# Restoring Sandvik Tenon Saw



## Lynch (21 Mar 2009)

Hi everyone,
I don't have much experience with saws, and am interested in restoring this saw need some tips on how to make it better:





I believe it is a good quality saw, the blade reads Sandvik Tradition.

The first problem is that I have tried sharpening the teeth with a saw file, which has made it cut better, although it isn't perfect and the blade has a rough feel to it, I though it was rust, and have tried WD40, wirewool, brushes and oil but nothing happens.

The other problem is that the are that the handle is loose and rattles slightly, which is annoying. I have tried tightening the nuts which made no difference. Other than those it looks like a good quality saw.

Thanks for your help.


----------



## pedder (22 Mar 2009)

Hi Lynch,

never had a Sandvik but some Spear & Jackson from the same period.

Often the rust is under a coat of varnish. I use acetone to get ride of it. If you want to keep the etching, us a hardwood block and some K1000 paper.

I never found a solution for these handles, but then I've never searched. I made new ones instead. 

Btw, did you get it for 8.51 GBP from Ebay? Guess who was the second bidder. :wink: 

Cheers Pedder


----------



## Lynch (22 Mar 2009)

That would have been weird, but I actually acquired it from a relative who is a retired carpenter.

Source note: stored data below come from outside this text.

PR #3257, opened 2026-09-04
Various improvements for highspy

### LINKED ISSUE #3251: HandleUserInterrupt setter is not idempotent — re-assigning True leaks interrupt callbacks
`Highs.HandleUserInterrupt = True` subscribes `__user_interrupt_event` to the simplex/IPM/MIP interrupt events **every time it is assigned**, because `HighsCallback.subscribe` is a plain `list.append` with no membership check. Assigning `True` to a property that is already `True` should be a no-op.

This matters for the persistent-solver pattern — keep one `Highs` instance and re-solve it as the model changes. Pyomo's HiGHS interfaces assign the flag immediately before every `run()` (`pyomo/contrib/appsi/solvers/highs.py`, and the same line in `pyomo/contrib/solver/solvers/highs.py`), so the Nth solve carries N copies of the callback, and HiGHS calls into Python once per copy **per simplex iteration**. The cost is quadratic in the number of solves.

### Reproducer

Needs only `highspy` and `numpy`.

```python
"""highspy: HandleUserInterrupt is not idempotent, so re-asserting it leaks callbacks."""

import time

import highspy
import numpy as np

N_COL, N_ROW, NZ_PER_ROW, SOLVES = 4000, 3000, 8, 400


def build() -> highspy.Highs:
    rng = np.random.default_rng(0)
    h = highspy.Highs()
    h.setOptionValue("output_flag", False)
    # Presolve would answer this LP outright; the point here is simplex work.
    h.setOptionValue("presolve", "off")

    h.addCols(
        N_COL, rng.random(N_COL), np.zeros(N_COL), np.full(N_COL, 2.0),
        0, np.zeros(1, np.int32), np.zeros(1, np.int32), np.zeros(1),
    )
    starts = np.arange(N_ROW, dtype=np.int32) * NZ_PER_ROW
    indices = np.concatenate(
        [np.sort(rng.choice(N_COL, NZ_PER_ROW, replace=False)) for _ in range(N_ROW)]
    ).astype(np.int32)
    status = h.addRows(
        N_ROW, rng.uniform(8.0, 20.0, N_ROW), np.full(N_ROW, highspy.kHighsInf),
        N_ROW * NZ_PER_ROW, starts, indices, rng.random(N_ROW * NZ_PER_ROW) + 0.5,
    )
    assert status == highspy.HighsStatus.kOk and h.getNumRow() == N_ROW
    return h


def run(reassert_every_solve: bool) -> None:
    h = build()
    rng = np.random.default_rng(1)
    columns = np.arange(N_COL, dtype=np.int32)
    if not reassert_every_solve:
        h.HandleKeyboardInterrupt = True

    timings = []
    for _ in range(SOLVES):
        # A fresh objective and a cold basis, so every solve is real work.
        h.changeColsCost(N_COL, columns, rng.random(N_COL))
        h.clearSolver()
        if reassert_every_solve:
            h.HandleKeyboardInterrupt = True
        started = time.perf_counter()
        h.run()
        timings.append(time.perf_counter() - started)

    label = "assigned before every solve" if reassert_every_solve else "assigned once"
    print(
        f"{label:<28} subscribers={len(h.cbSimplexInterrupt.callbacks):>4}  "
        f"first 20 solves={np.mean(timings[:20]) * 1e3:>7.1f} ms  "
        f"last 20={np.mean(timings[-20:]) * 1e3:>7.1f} ms  "
        f"total={sum(timings):>6.1f} s"
    )


run(reassert_every_solve=False)
run(reassert_every_solve=True)
```

### Output

```
assigned once                subscribers=   1  first 20 solves=    3.0 ms  last 20=    2.9 ms  total=   1.1 s
assigned before every solve  subscribers= 400  first 20 solves=    3.2 ms  last 20=    6.9 ms  total=   2.0 s
```

Both start at the same per-solve cost; by solve 400 the second is 2.4x slower, and the gap keeps widening with the number of solves. `len(h.cbSimplexInterrupt.callbacks)` shows the cause directly.

`subscribe` and the `HandleUserInterrupt` setter are unchanged on master as of today, so this is not fixed in an unreleased version.

### Environment

highspy 1.15.1 (PyPI), Python 3.14, macOS arm64.

### Suggested fix

Make the setter idempotent:

```python
@HandleUserInterrupt.setter
def HandleUserInterrupt(self, value: bool):
    if value == self.__handle_user_interrupt:
        return
    ...
```

or add a membership check in `HighsCallback.subscribe`. Either keeps `x.flag = True` a no-op when the flag is already set.

mathgeekcoder:
## Description

Various improvements for highspy:
* fixed `HandleUserInterrupt` setter and changed callback handler to a unique `list` to avoid repeated calls to same code, but preserve order of callbacks (for deterministic behaviour)
* fixed flaky highspy threading unit tests
* cleaned up code per updated linter (Ruff) rules
* added HighsError and HighsStatusError exceptions (motivated by linter, also provides better error handling)
* fixed issue with min/max with constant objective (e.g., `h.minimize(4)` now works, even though it's not interesting)

## Checklist

- [x] Tests are passing

## Related issue
Closes #3251 and #3228 (flaky tests discussion)


mathgeekcoder:
Note to self: when changing callbacks from `list` to `set`, the order of callbacks is no longer guaranteed to be in the subscribed order.

This assumption was exploited in the `test_usercallbacks` call, which is failing depending how the system / python version sorts the callback functions. 

I don't think we should ever assume a guaranteed order, but I can also replace `set` with a unique `list`.

galabovaa (approved):
Looks good to me!

galabovaa:
Thank you @mathgeekcoder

I'll see if there is varnish on the blade and try to remove it, hopefully  .


----------



## dennis (22 Mar 2009)

Lynch,

It sounds as if the bolts are either siezed up or bottoming out. I would use penetrating oil then grip the rounded end with pliers and try unscrewing. If you can get them apart, clean and oil or grease them, Then without replacing, screw them fully home and check against the handle that they are not too long to nip it up. If they are too long just file a bit off them.

Dennis


----------



## craig-721 (22 Mar 2009)

Lynch":1e92coxl said:


> Hi everyone,
> I don't have much experience with saws, and am interested in restoring this saw need some tips on how to make it better:
> 
> 
> ...



hi Lynch
I have restored this crosscut saw i bought for £1 from the market as you can see it had a bit rust on the blade and the handle had not much varnish left.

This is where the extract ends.